Now, when $\cos x=\frac{1}{2}$, $2\sin x \cos x-\sin x = \sin x-\sin x =0$. There are two values of $x$ that will make $\cos x =0$ and are in the interval. You should know that they are: $x=\frac{\pi}{3}$ and $x=\frac{5\pi}{3}$. Therefore your critical points are: $$\displaystyle \color{green}{\boxed{x=\pi, \ \dfrac{\pi}{3}, \ \dfrac{5\pi}{3}}}$$

Answer 2

The derivative is $2\sin x\cos x-\sin x$, which is $(\sin x)(2\cos x-1)$.

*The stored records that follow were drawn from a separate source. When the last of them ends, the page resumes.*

PR #6740, opened 2024-03-20
Fix incorrect clustering beta labels

thampiotr:
#### PR Description

Clustering is now graduated to GA / stable. We have left accidentally some labels that say it's beta in ref docs.

### DIFF
--- a/docs/sources/flow/reference/components/loki.source.kubernetes.md
+++ b/docs/sources/flow/reference/components/loki.source.kubernetes.md
@@ -94,7 +94,7 @@ inside a `client` block.
 [authorization]: #authorization-block
 [oauth2]: #oauth2-block
 [tls_config]: #tls_config-block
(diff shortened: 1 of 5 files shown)


rfratto (approved):

tpaschalis:
These labeling does not apply to clustering itself, but rather on the component blocks; I'd left it here because we might opt for a different way to configure components to opt-in to clustering (eg. through an `owns` keyword like we'd discuss in the past as part of #4598).

I'm OK with removing it if you think there's a good reason for it.

thampiotr:
> I'd left it here because we might opt for a different way to configure components to opt-in to clustering 

Gotcha, thanks for the clarification. I think we can still make the `owns` or other changes in a backwards compatible way and it won't be too much effort to keep support for this current way of configuration. Will go ahead with merging this.

PR #6753, opened 2024-03-22
Reduce default sync_interval for mimir.rules.kubernetes

56quarters:
#### PR Description

Changes the default interval on which rules are synced from Mimir via `mimir.rules.kubernetes` when there are otherwise no changes to the `PrometheusRule` resources. This reduces load on the Mimir ruler APIs. Changes to `PrometheusRule` resources still result in immediately applying changes and syncing state with Mimir.

N/A

#### Notes to the Reviewer

N/A

#### PR Checklist

- [X] CHANGELOG.md updated
- [X] Documentation added

### DIFF
--- a/CHANGELOG.md
+++ b/CHANGELOG.md
@@ -15,6 +15,9 @@ Main (unreleased)
 - The default listen port for `otelcol.receiver.opencensus` has changed from
   4317 to 55678 to align with upstream. (@rfratto)
 
+- The default sync interval for `mimir.rules.kubernetes` has changed from `30s`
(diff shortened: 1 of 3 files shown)


clayton-cornell (approved):
LGTM

clayton-cornell:
Is this applicable only in the latest, or is this something we backport to at least v0.40?

56quarters:
> Is this applicable only in the latest, or is this something we backport to at least v0.40?

It's an optimization so I don't think it's too important to get into 0.40 as long it's the default going forward.

PR #6754, opened 2024-03-22
Upgrade agent to prometheus 2.51

### LINKED ISSUE #6580: Upgrade Agent to Prometheus 2.50
### Request

Upgrade Agent's go.mod file to the latest version of Prometheus - 2.50.

### Use case

- Keeping current with the latest Prometheus developments.
- Helps us to take advantage of the Prometheus changes implemented via #2406
- Helps us close #5905

ptodev:
#### PR Description

Upgrading to Prometheus 0.51.0.

Fixes grafana/alloy#227

#### Notes to the Reviewer

There are various TODOs in the code many of which need to be looked into. I'm also not sure how to implement [this change](https://github.com/prometheus/prometheus/pull/12738). It seems like the default list of `scrape_protocols` changes if you enable native histograms.

When I start static mode, I get an error such as this:
```
panic: failed to register "pkg.translator.prometheus.PermissiveLabelSanitization": gate is already registered
```
This seems to be because feature gate code from OTel was copied to the Prometheus codebase. I tried to resolve this by replacing...
```
import "github.com/open-telemetry/opentelemetry-collector-contrib/pkg/translator/prometheus"
```
...with...
```
"github.com/prometheus/prometheus/storage/remote/otlptranslator/prometheus"
```
...but it didn't work.

A big part of this PR is not using globally registered metrics for Prometheus Scrape and Service Discovery. The way we initialise the SD and scrape managers has changed. When testing this, it's important that we catch issues with double metric registrations and with improper unregistrations. Try this:
* Test as much relevant code in static mode and in flow mode as possible.
* Try set up multiple instances of the same Flow component, multiple instances of the static mode scrape jobs, etc.
* Try reloading the config by hitting the reload endpoint. This will tell you if unregistration was done properly.

For example, maybe something like this is a good start: [static.yml.txt](https://github.com/grafana/agent/files/14727216/static.yml.txt)

I also haven't checked if there are any other [config options](https://prometheus.io/docs/prometheus/2.45/configuration/configuration/#scrape_config) which we need to add.

#### PR Checklist

- [ ] CHANGELOG.md updated
- [ ] Documentation added
- [ ] Tests updated


thampiotr:
Had to use two forks:
* [opentelemetry-collector-contrib](https://github.com/open-telemetry/opentelemetry-collector-contrib/compare/main...grafana:opentelemetry-collector-contrib:prometheusreceiver-update-to-prom-v2.51.0?expand=1) this is because prom 0.51.0 broke the methods that this package used and OTEL is still on previous prom version.
* [opentelemetry-collector](https://github.com/open-telemetry/opentelemetry-collector/compare/main...grafana:opentelemetry-collector:feature-gate-registration-error-handler) - this is to handle the duplicate featuregate registration problem.

internal/component/discovery/discovery.go
```diff
@@ -110,13 +110,36 @@ type Component struct {
...
+	// This means it's ok to do the registration now, with the initial config.
+	// This is similar ot how Prometheus does it.
+	discConfig := creator(args)
+	//TODO(ptodev): Change upstream Prometheus to have NewDiscovererMetrics outside of discovery.Config,
+	// to show that it's independent of the config.
+
+	//TODO(ptodev): It looks messy to have a refresh metrics separate from the other SD metrics.
+	// Can we make this cleaner? The reason it was made like this currently,
+	// is so that metrics exposed by Prometheus executables don't change.
+	refreshMetrics := discovery.NewRefreshMetrics(o.Registerer)
```
mattdurham, line 130: This feels ugly, so we dont have to Register the the refreshMetrics but we do need to unregister them? And then since we can get a newdiscover on the channel we have to unregister there. The fact they aren't balanced from looking at the code makes it rough.

internal/component/discovery/discovery.go
```diff
@@ -145,14 +171,25 @@ func (c *Component) Run(ctx context.Context) error {
 			c.discMut.Lock()
 			disc := c.latestDisc
 			c.discMut.Unlock()
-			go c.runDiscovery(newCtx, disc)
+			wg.Add(1)
+			go func() {
+				c.runDiscovery(newCtx, disc)
+				c.sdMetrics.Unregister()
```
mattdurham, line 177: This feels like it should break if we create the discovering multiple time in the Update.

docs/sources/flow/reference/components/prometheus.scrape.md
```diff
@@ -48,14 +48,14 @@ Name | Type | Description | Default | Required
 `forward_to`                  | `list(MetricsReceiver)` | List of receivers to send scraped metrics to. | | yes
 `job_name`                    | `string`   | The value to use for the job label if not already set. | component name | no
 `extra_metrics`               | `bool`     | Whether extra metrics should be generated for scrape targets. | `false` | no
-`enable_protobuf_negotiation` | `bool`     | Whether to enable protobuf negotiation with the client. | `false` | no
```
mattdurham, line 51: Should this go into breaking changes documentation?

thampiotr:
This is replaced now with https://github.com/grafana/alloy/pull/794 in Alloy.

PR #6763, opened 2024-03-24
feat(otelcol/extension/jaeger_remote_sampling): resync defaults with upstreams

### LINKED ISSUE #6661: Resync defaults for otelcol.extension.jaeger_remote_sampling with upstream
In our fork of the jaeger_remote_sampling extension we define the default http and grpc endpoints as 

https://github.com/grafana/agent/blob/2603bda1660254f57f22e42ac3b47ab2ef58eb6e/internal/component/otelcol/extension/jaeger_remote_sampling/internal/jaegerremotesampling/factory.go#L44-L52

whereas the upstream code either adds 0.0.0.0 or localhost as a prefix based on a feature flag.

https://github.com/open-telemetry/opentelemetry-collector-contrib/blob/a7ffded40d597a6c3e1f3e755f3cb9135778e5bc/internal/common/localhostgate/featuregate.go#L52-L58

Let's not forget to update the defaults once we update our OpenTelemetry dependency.

cc @ptodev

hainenber:
#### PR Description
As of writing, the [upstream](https://github.com/open-telemetry/opentelemetry-collector/issues/8510) has agreed upon limiting binding IP address to be `localhost` instead of `0.0.0.0` for security reasons. This PR is to reflect that upstream change.

Fixes grafana/alloy#219 

#### PR Checklist

- [x] CHANGELOG.md updated
- [ ] Documentation added
- [x] Tests updated

### DIFF
--- a/internal/component/otelcol/extension/jaeger_remote_sampling/internal/jaegerremotesampling/config_test.go
+++ b/internal/component/otelcol/extension/jaeger_remote_sampling/internal/jaegerremotesampling/config_test.go
@@ -27,9 +27,9 @@ func TestLoadConfig(t *testing.T) {
 		{
 			id: component.NewID(typeStr),
 			expected: &Config{
-				HTTPServerConfig: &confighttp.ServerConfig{Endpoint: ":5778"},
+				HTTPServerConfig: &confighttp.ServerConfig{Endpoint: "localhost:5778"},
 				GRPCServerConfig: &configgrpc.ServerConfig{NetAddr: confignet.AddrConfig{
-					Endpoint:  ":14250",
+					Endpoint:  "localhost:14250",
 					Transport: "tcp",
 				}},
 				Source: Source{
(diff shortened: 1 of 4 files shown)


internal/component/otelcol/extension/jaeger_remote_sampling/internal/jaegerremotesampling/config_test.go
```diff
@@ -27,9 +27,9 @@ func TestLoadConfig(t *testing.T) {
 		{
 			id: component.NewID(typeStr),
 			expected: &Config{
-				HTTPServerConfig: &confighttp.ServerConfig{Endpoint: ":5778"},
+				HTTPServerConfig: &confighttp.ServerConfig{Endpoint: "localhost:5778"},
```
tpaschalis, line 30: I think this might be surprising to users, as suddenly telemetry might be not be able to get pushed anymore.

Looking at the [upstream docs](https://github.com/open-telemetry/opentelemetry-collector-contrib/blob/main/extension/jaegerremotesampling/README.md) I think the default is 0.0.0.0 for this reason. Can we align it with that value?

Once we start supporting OTel Collector feature gates (eg. such as `component.UseLocalHostAsDefaultHost`) then it might make sense to also support this.

rfratto: @tpaschalis If you look at [this discussion](https://github.com/open-telemetry/opentelemetry-collector/issues/8510) upstream, they're working towards changing the default to 127.0.0.1 in a future release. Currently if you enable a specific feature gate (`UseLocalHostAsDefaultHost`) then all the components default to 127.0.0.1 instead.

I think we need to figure out if we're going to do this before 1.0, since it would be a breaking change when it does get implememnted.

hainenber: Since this is pretty breaking, maybe we can park this one and accept the deviance as part of `grafana/agent` features. Not sure how we can reconcile with upstream for this one.

PR #6772, opened 2024-03-26
Finish otel upgrade

mattdurham:
#### PR Description

This partially resolves some comments from the otel upgrade. This specifically does not handle the otel kafka conversion, but that will be coming.

I did not update the changelog since functionally nothing changed.

- [x] Documentation added
- [x] Tests updated

### DIFF
--- a/docs/sources/flow/reference/components/otelcol.exporter.otlphttp.md
+++ b/docs/sources/flow/reference/components/otelcol.exporter.otlphttp.md
@@ -100,6 +100,8 @@ Before enabling this option, consider whether changes to idle connection setting
 
 If `http2_ping_timeout` is unset or set to `0s`, it will default to `15s`.
 
+If `http2_read_idle_timeout` is unset or set to `0s`, then no health check will be performed.
+
 {{< docs/shared lookup="flow/reference/components/otelcol-compression-field.md" source="agent" version="<AGENT_VERSION>" >}}
 
 ### tls block
--- a/docs/sources/shared/flow/reference/components/extract-field-block.md
+++ b/docs/sources/shared/flow/reference/components/extract-field-block.md
@@ -12,13 +12,13 @@ headless: true
 
 The following attributes are supported:
 
-Name        | Type     | Description                                                                            | Default | Required
-------------|----------|----------------------------------------------------------------------------------------|---------|---------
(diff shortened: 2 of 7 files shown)


docs/sources/flow/reference/components/otelcol.exporter.otlphttp.md
```diff
@@ -177,4 +179,4 @@ Connecting some components may not be sensible or components may require further
 Refer to the linked documentation for more details.
 {{< /admonition >}}
 
-<!-- END GENERATED COMPATIBLE COMPONENTS -->
```
mattdurham, line 180: I am very confused why this is flagged has a change

clayton-cornell: It's tagged in the previous file as well. No idea. I don't see a difference.... maybe an empty line was removed? Git does odd things when empty lines are removed.

docs/sources/shared/flow/reference/components/extract-field-block.md
```diff
@@ -12,13 +12,13 @@ headless: true
...
-------------|----------|----------------------------------------------------------------------------------------|---------|---------
-`from`      | `string` | The source of the labels or annotations. Allowed values are `pod` and `namespace`.     | `pod`   | no
-`key_regex` | `string` | A regular expression used to extract a key that matches the regular expression.        | `""`    | no
-`key`       | `string` | The annotation or label name. This key must exactly match an annotation or label name. | `""`    | no
-`regex`     | `string` | An optional field used to extract a sub-string from a complex field value.             | `""`    | no
-`tag_name`  | `string` | The name of the resource attribute added to logs, metrics, or spans.                   | `""`    | no
+Name        | Type     | Description                                                                                   | Default | Required
+------------|----------|-----------------------------------------------------------------------------------------------|---------|---------
+`from`      | `string` | The source of the labels or annotations. Allowed values are `pod`, `namespace` and `node`.    | `pod`   | no
```
clayton-cornell, line 17:
```suggestion
`from`      | `string` | The source of the labels or annotations. Allowed values are `pod`, `namespace`, and `node`.    | `pod`   | no
```

wildum (approved):
lgtm, thanks for following up on this

PR #6778, opened 2024-03-27
Update kafka exporter dependency

wildum:
#### PR Description

The agent is currently using this [outdated fork](https://github.com/davidmparrott/kafka_exporter/) of a popular [kafka_exporter](https://github.com/danielqsj/kafka_exporter).

The fork that we use has not been updated with upstream for years and has a bug with the added lag metrics not being updated on metadata changes (this was reported via a customer escalation). These lag metrics are not in the upstream repo yet (see https://github.com/danielqsj/kafka_exporter/pull/195#issuecomment-1541854159).

I forked the upstream repo, added the lag metrics, fixed them to be updated on metadata changes and merged my fork to a "new" grafana repo that the agent uses with this PR.

I added an integration test that spawns a kafka cluster with a producer and a consumer. The test runs an agent with the prometheus exporter and verifies that the expected metrics are collected correctly.

Fixes grafana/alloy#464

#### PR Checklist

- [x] CHANGELOG.md updated
- [x] Documentation added
- [x] Tests updated


CHANGELOG.md
```diff
@@ -15,11 +15,29 @@ Main (unreleased)
 - The default listen port for `otelcol.receiver.opencensus` has changed from
   4317 to 55678 to align with upstream. (@rfratto)
 
+- Remove the field `prune_interval_seconds` from the component `prometheus.exporter.kafka`. The interpolation table is now pruned
+  on `metadata_refresh_interval`. (@wildum)
+
+- The following metrics exposed by the component `prometheus.exporter.kafka` have been renamed:
+  * kafka_consumergroup_uncommitted_offsets -> kafka_consumergroup_lag
+  * kafka_consumergroupzookeeper_uncommitted_offsets_zookeeper -> kafka_consumergroupzookeeper_lag
+  * kafka_consumergroup_lag_sum -> kafka_consumergroup_lag_sum (@wildum)
```
ptodev, line 24: `kafka_consumergroup_lag_sum` is repeated twice on this line.

docs/sources/flow/reference/components/prometheus.exporter.kafka.md
```diff
@@ -27,30 +27,41 @@ prometheus.exporter.kafka "LABEL" {
...
+| `kafka_uris`                  | `array(string)` | Address array (host:port) of Kafka server.                                                                                                                                         |         | yes      |
+| `instance`                    | `string`        | The`instance`label for metrics, default is the hostname:port of the first kafka_uris. You must manually provide the instance value if there is more than one string in kafka_uris. |         | no       |
+| `use_sasl`                    | `bool`          | Connect using SASL/PLAIN.                                                                                                                                                          |         | no       |
+| `use_sasl_handshake`          | `bool`          | Only set this to false if using a non-Kafka SASL proxy.                                                                                                                            | `true`  | no       |
```
ptodev, line 35: Is the change in default value intentional? Should it be documented in the changelog?

internal/cmd/integration-tests/configs/kafka/main.go
```diff
@@ -0,0 +1,109 @@
...
+	config := sarama.NewConfig()
+	config.Producer.Return.Successes = true
+
+	var producer sarama.SyncProducer
+	var err error
+
+	for {
+		producer, err = sarama.NewSyncProducer([]string{brokerAddress}, config)
+		if err == nil {
+			break
```
ptodev, line 33: What if `NewSyncProducer` never succeeds? Does it retry indefinitely?

ptodev (commented):
Thank you for working on this! I had a quick look and noted a few things in comments.

Btw, it would have been nice if we could [document](https://grafana.com/docs/agent/latest/flow/reference/components/prometheus.exporter.kafka/) the metrics which the exporter produces. However, we don't seem to do this for any `prometheus.exporter` component, so it's ok not to do it in this PR.

internal/cmd/integration-tests/configs/kafka/main.go
wildum: yeah, I think that's okay because the producer/consumer lifetime is handled by the integration test. The tests have a timeout of 60 seconds and after that, the docker env is brought down. Whether this script retries indefinitely or sends/consumes messages indefinitely does not really matter

docs/sources/flow/reference/components/prometheus.exporter.kafka.md
wildum: This value should was actually true by default already, it was just wrongly documented (thanks for pointing it out, I did not even realised). https://github.com/grafana/agent/blob/main/internal/component/prometheus/exporter/kafka/kafka.go#L18
I think that because it's just a doc mistake we don't need to document it in the changelog

docs/sources/flow/reference/components/prometheus.exporter.kafka.md
```diff
@@ -27,30 +27,42 @@ prometheus.exporter.kafka "LABEL" {
...
+| `sasl_mechanism`              | `string`        | The SASL SCRAM SHA algorithm sha256 or sha512 as mechanism.                                                                                                                        |         | no       |
+| `sasl_disable_pafx_fast`      | `bool`          | Configure the Kerberos client to not use PA_FX_FAST.                                                                                                                               |         | no       |
+| `use_tls`                     | `bool`          | Connect using TLS.                                                                                                                                                                 |         | no       |
+| `tls_server_name`             | `string`        | Used to verify the hostname on the returned certificates unless tls.insecure-skip-tls-verify is given. The kafka server's name should be given.                                    |         | no       |
```
clayton-cornell, line 41:
```suggestion
| `tls_server_name`             | `string`        | Used to verify the hostname on the returned certificates unless tls.insecure-skip-tls-verify is given. The Kafka server's name should be given.                                    |         | no       |
```

Should or must? Should implies you don't need to... what happens if you don't provide the Kafka server name?

docs/sources/flow/reference/components/prometheus.exporter.kafka.md
```diff
@@ -27,30 +27,42 @@ prometheus.exporter.kafka "LABEL" {
...
+| `zookeeper_uris`              | `array(string)` | Address array (hosts) of zookeeper server.                                                                                                                                         |         | no       |
+| `kafka_cluster_name`          | `string`        | Kafka cluster name.                                                                                                                                                                |         | no       |
+| `metadata_refresh_interval`   | `duration`      | Metadata refresh interval.                                                                                                                                                         | `1m`    | no       |
+| `gssapi_service_name`         | `string`        | Service name when using kerberos Auth.                                                                                                                                             |         | no       |
```
clayton-cornell, line 51:
```suggestion
| `gssapi_service_name`         | `string`        | Service name when using Kerberos Authorization                                                                                                                                             |         | no       |
```

docs/sources/flow/reference/components/prometheus.exporter.kafka.md
wildum: (I did not test it locally because it's a bit annoying to set up)

internal/static/integrations/kafka_exporter/kafka_exporter.go
```diff
@@ -147,14 +188,21 @@ func New(logger log.Logger, c *Config) (integrations.Integration, error) {
 		return nil, fmt.Errorf("zookeeper lag is enabled but no zookeeper uri was provided")
 	}
 
+	// 30 is the default value
+	if c.PruneIntervalSeconds != 30 {
```
ptodev, line 192: Do we need to print the warning if PruneIntervalSeconds is set to 0?

ptodev (approved):
Thank you! Looks great. Do we need to review the exporter fork too?

wildum:
> Do we need to review the exporter fork too?

The exporter was reviewed by @gaantunes and has been merged to the official grafana fork already. If you have time you can also have a look at it if you want

internal/static/integrations/kafka_exporter/kafka_exporter.go
wildum: if PruneIntervalSeconds is different from 30 then it was explicitly set in the config by the user and that should trigger a warning (even if it is set to 0)

clayton-cornell (approved):

PR #6780, opened 2024-03-27
Update postgres exporter

### LINKED ISSUE #4749: Update github.com/prometheus-community/postgres_exporter to v0.13.2
An update for `github.com/prometheus-community/postgres_exporter` (version `v0.13.2`) is now available. Version `v0.10.0` is currently in use.

### LINKED ISSUE #6645: Update prometheus postgres exporter
### Request

The prometheus postgres exporter is on a forked version that hasn't been updated in over 2 years.
There have been [bugfixes such as these](https://github.com/prometheus-community/postgres_exporter/releases/tag/v0.13.2) that we don't have. This blocks some users. We need to update the postgres exporter to new version.

### Use case

Export metrics from postgres using an embedded exporter.

thampiotr:
#### PR Description

- New fork was created of v0.15.0, because we needed logger and configuration handling: https://github.com/prometheus-community/postgres_exporter/compare/master...grafana:postgres_exporter:exporter-package-v0.15.0
- The latest exporter is in the middle of a transition from `Exporter` to `collector` package and [both metric collection implementations run in parallel](https://github.com/prometheus-community/postgres_exporter/blob/master/cmd/postgres_exporter/main.go#L120-L140). We had to make sure that Agent starts them as well.
  - The `Exporter` style metrics work same as previous version. But the `collector` style metrics are configurable and work only with the first DSN. Had to flag this in the documentation. Also: I tried making `collector` work with multiple DSNs, but ran into issues with duplicate metric registrations, which were non-trivial to solve.
- Some metrics names changed, so flagging it in the changelog under breaking changes.
- There was a bug where multiple DSNs wouldn't work. Fixed it.
- There are tests, also tested locally with Postgres in docker.

Fixes #6645
Fixes #4749

#### Notes to the Reviewer

It wasn't actually possible to use multiple DSNs in Flow Mode previously, due to the following error, which was not possible to workaround:
image

By wiring an `instance` name, we are able to work around this problem. 

#### PR Checklist

- [x] CHANGELOG.md updated
- [x] Documentation added
- [x] Tests updated


rfratto:
Based on our chats offline, we suspected that we'll need to eventually make a breaking change to remove multiple DSN support, since it was removed from upstream. Is that no longer true?

rfratto (approved):

clayton-cornell (approved):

This is $0$ when $\sin x=0$, giving $x=\pi$, and also when $\cos x=\frac{1}{2}$. There are two values of $x$ in your interval where $\cos x=\frac{1}{2}$.

Answer 3

Critical point is when the derivative is 0. The derivative of the function is:

$$2\sin(x)\cos(x) - \sin(x)=\sin(x)(2\cos(x)-1)$$

Setting this equal to $0$:

$$\sin(x)(2\cos(x)-1)=0$$

Remember your algebra rules~:

$$\sin(x)=0; 2\cos(x)-1=0$$

In the interval, $\sin(x)=0$ when $x=\pi$. $0$ and $2\pi$ are not included in the interval. So you are right about $\pi$.

Then for $2\cos(x)-1=0$:

$$\cos(x)=\frac{1}{2}$$

$x=\frac{\pi}{3}\text{ and } \frac{5\pi}{3}$

The critical points are then: $x=\pi, \frac{\pi}{3}, \frac{5\pi}{3}$.